Course of Practice and Study

Preparation

The process of Preparation for each learner – the number of hours, months, years that any specific circle of four engages – is determined by the Learner and the Teachers in that circle. Commitment to this process, which is unique for each learner, requires an accumulation of studio hours necessary for the development of practice skills as well as for a quality of presence revealing a deepening of clear seeing of oneself and another.

Integration of such work includes:

  • a felt sense of being seen while moving, witnessed by another.
  • a felt sense of seeing, witnessing oneself while moving.
  • a felt sense of seeing, witnessing oneself while witnessing another moving.
  • a felt sense of, and developed capacity for, conscious speech.
  • a felt sense of the development of one’s own witness consciousness.
  • a felt sense of the intrinsic individual body as distinguished from the collective body.
  • a felt sense of egoic phenomenon as distinguished from energetic phenomenon.
  • a felt sense of empathic resonance as distinguished from compassionate presence.
  • a felt sense of energetic phenomenon becoming intuitive knowing.
  • a felt sense of embodied knowing of the full arc of the mandorla.
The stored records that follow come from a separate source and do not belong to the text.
Issue #541, opened 2017-02-22
Add a favicon


Osmose:
Firefox shows a 404 when it attempts to fetch a favicon for the site. IIRC @designakt made a SHIELD logo that we could use.

Alternatively, a blank image like what http://stackoverflow.com/questions/1321878/how-to-prevent-favicon-ico-requests recommends would be fine too. The 404 is mildly confusing because it looks like an error, so we might as well make it go away _somehow_.

mastizada:
Favicon will be always requested even in api view (json text only). Suggestion is stackoverflow is to add html favicon tag with empty base64 image. I think better way will be to add static favicon.ico file and redirect it using webserver configuration or using django url as I did it previously in Pontoon for robots.txt

Osmose:
That's a good point about viewing API views directly (with a browser).

I think your redirect idea is good (`django.contrib.staticfiles.storage.staticfiles_storage.url` should be able to get you the URL for the resource). You'll also want to make sure the redirect view has cache headers for 30 seconds (you should probably add a new setting for this), as we get enough traffic on Normandy that no caching would melt our app servers.

I'm apparently unable to assign the issue to you unless you're a collaborator on the repo, but you should feel free to submit a PR for this issue. Thanks for the help!

andymikulski:
As of #955 we have a favicon asset, set using a simple `link` tag:

```
<link rel="icon" href="{{STATIC_URL}}img/favicon.ico">
```

This meets the front end needs, however I'm 99% sure that doesn't solve the API view business. @mastizada , if you're interested in taking over the django side, you're more than welcome to! Otherwise, this issue can probably be closed.

mastizada:
Hi, for some reason it was in my spam box. Will try to send PR tomorrow, thanks for informing.

mastizada:
@andymckay @mythmon We should test it after deployment and close that issue.

mythmon:
We actually close issues when the code merges. We can re-open if something goes wrong after deployment.

PR #972, opened 2017-08-09
fix issue #541 - favicon url

mastizada:


recipe-server/normandy/base/views.py
```diff
@@ -1,5 +1,9 @@
-from django.http import HttpResponse
+from django.http import HttpResponse, HttpResponseRedirect
 
 
 def index(request):
     return HttpResponse('<h1>Normandy</h1>')
+
+
+def favicon(request):
+    return HttpResponseRedirect('/static/img/favicon.ico')
```
mythmon: Hardcoding this url means that it won't work on our production servers, which serve static content with a CDN. You're better off building this url with [django.contrib.staticfiles.templatetags.staticfiles.static](https://stackoverflow.com/questions/11721818/django-get-the-static-files-url-in-view/17738606#17738606), which will work in all environments.

mastizada: @mythmon Templates use `STATIC_URL` variable for url, not the `static` tag. Shoul I use `settings.STATIC_URL` instead of `static` tag in view too?

mythmon: I think both would work in this case, but I think `static` is a little cleaner.

mythmon:
Using my admin powers to merge this since it doesn't affect TC builds, and I don't know how to get TC to run for just this PR.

Integration of such work also includes:

  • an engagement in scheduled communication with the three teachers set up by the learner as well as connection with other learners in the program.
  • a comprehensive review of a bibliography centered on the history of the field of Authentic Movement, specifically the Discipline of Authentic Movement.
    This bibliography can be supplemented in the fields of dance, psychology, and mysticism in response to each learner’s questions, gifts, and intentions toward teaching.
  • participation in one or more thematic retreats offered by Faculty of Circles of Four focused on a specific area of inquiry or research.
  • assisting at least one of the teachers in the learner’s circle of four and/or assisting another faculty member.

Blessing

When each participant in a circle of four agrees that it is time, a Blessing ceremony for the learner is created by her teachers, marking a recognition, a completion of their preparation, and their readiness to be a teacher of the Discipline of Authentic Movement.